The ruling by the Superior Court of New Jersey, appellate division, in Trenton, New Jersey, in the complex litigation, Givaudan Fragrances Corp. v. Aetna Casualty & Surety Co. et al. reverses a lower court ruling.

The original company, Burton T. Bush Inc., which was incorporated in February 1924, through various incarnations eventually became a unit of the Geneva-based Givaudan Group, whose affiliated units include Givaudan Fragrances Corp. and Givaudan Flavors Corp., according to the ruling and the Givaudan Group's website.

In August 2004, the New Jersey Environmental Protection Agency notified the fragrances unit it was potentially liable under the U.S. Comprehensive Environmental Response, Compensation and Liability Act for hazardous discharges that had emanated from a site in Clifton, New Jersey, and in January 2007 filed suit against the unit for damage caused by the discharges.
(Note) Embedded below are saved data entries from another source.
PR #1223, opened 2022-10-23
es tutorial

danielrjiang:
Summary: early stopping tutorial

Differential Revision: D40624123


tutorials/early_stopping/mnist_train_nas.py
```diff
@@ -0,0 +1,181 @@
+# Copyright (c) Meta Platforms, Inc. and affiliates.
+#
+# This source code is licensed under the MIT license found in the
+# LICENSE file in the root directory of this source tree.
+
+"""
+Example training code, adapted from
+https://pytorch.org/tutorials/intermediate/ax_multiobjective_nas_tutorial.html
```
Balandat, line 8: The tutorials are BDS3, so if we write this was adopted from there then technically we'd have to restate that license / its conditions here. Since we're the ones who wrote that code in the first place we don't need to, so maybe let's just remove this comment?

tutorials/early_stopping/early_stopping.ipynb
```diff
@@ -0,0 +1,978 @@
...
+  {
+   "cell_type": "markdown",
+   "id": "8158a8f5",
+   "metadata": {},
+   "source": [
+    "## Early stopping in Ax\n",
+    "\n",
+    "This tutorial illustrates how to add an early stopping strategy to an Ax HPO loop. Most of this tutorial is adapted from the [PyTorch Ax Multiobjective NAS Tutorial](https://pytorch.org/tutorials/intermediate/ax_multiobjective_nas_tutorial.html). The training job is different from the original in that we do not optimize `batch_size` or `epochs`. This was done for illustrative purposes, as each validation curve now has the same number of points. The companion training file from the NAS tutorial `mnist_train_nas.py` has also been altered to log to Tensorboard during training.\n",
+    "\n",
+    "NOTE: Although the original NAS tutorial is for a multi-objective problem, this tutorial focuses on a single objective (validation accuracy) problem. Early stopping currently does not support \"true\" multi-objective stopping, although one can use [logical compositions of early stopping strategies](https://github.com/facebook/Ax/blob/main/ax/early_stopping/strategies/logical.py) to target multiple objectives separately."
```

In addition, two other defendants in the agency's action filed third-party contribution claims against more than 300 entities that had also conducted activities in the area, including the fragrances unit.
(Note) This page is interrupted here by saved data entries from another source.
PR #1230, opened 2022-10-29
Add missing parenthesis in boolean condition

### LINKED ISSUE #1225: `AxClient.get_best_trial(use_model_predictions=False)` never finds point satisfying outcome constraints
This problem seems to be solved when replacing 
https://github.com/facebook/Ax/blob/b0fe0c52179e417e1b34b55131a23d9297afd4e4/ax/service/utils/best_point.py#L697
by
```
 return ~name_match_mask | (observed_upper_bound > oc.bound)
```
and
https://github.com/facebook/Ax/blob/b0fe0c52179e417e1b34b55131a23d9297afd4e4/ax/service/utils/best_point.py#L699
by
```
 return ~name_match_mask | (observed_lower_bound < oc.bound)
```

olivierkeke:
Resolves #1225

### DIFF
--- a/ax/service/utils/best_point.py
+++ b/ax/service/utils/best_point.py
@@ -694,9 +694,9 @@ def _filter_feasible_rows(
         # Return True if metrics are different, or whether the confidence
         # interval is entirely not within the bound
         if oc.op == ComparisonOp.GEQ:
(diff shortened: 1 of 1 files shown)


Balandat:
This is addressed in #1218 - but I guess we can get this in right away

In February 2009, the fragrances unit filed suit, seeking a declaratory judgment it was entitled to insurance coverage under the relevant policies.

In March 2010, the flavors unit assigned to the fragrances unit all of its insurance rights under various policies issued by numerous insurers between November 1964 and January 1986.

In December 2012, the state superior court in Morristown, New Jersey, denied the fragrances unit's motion. A three-judge panel of the appellate court unanimously reversed that ruling.

“Defendants refused to recognize the assignment on the ground their respective policies prohibited policy assignments without the insurers' consent, and none of the insurers had consented to the assignment,” said the ruling. “Defendants also contended that fragrances was not included within the definition of insured in any of the policies.”

However, said the ruling by a unanimous three-judge panel, “Flavors did not require the insurers' consent to assign its rights under the policies.”

The ruling states also that “the assignment of the rights to policies specified in the assigning document could not have increased the risk to any defendant insurer because all losses occurred before the assignment.” The case was remanded for further proceedings.

According to a statement by Kasowitz, Benson, Torres & Friedman L.L.P., whose New York-based partner Robin L. Cohen represented Givaudan, the ruling involves more than $500 million in insurance coverage.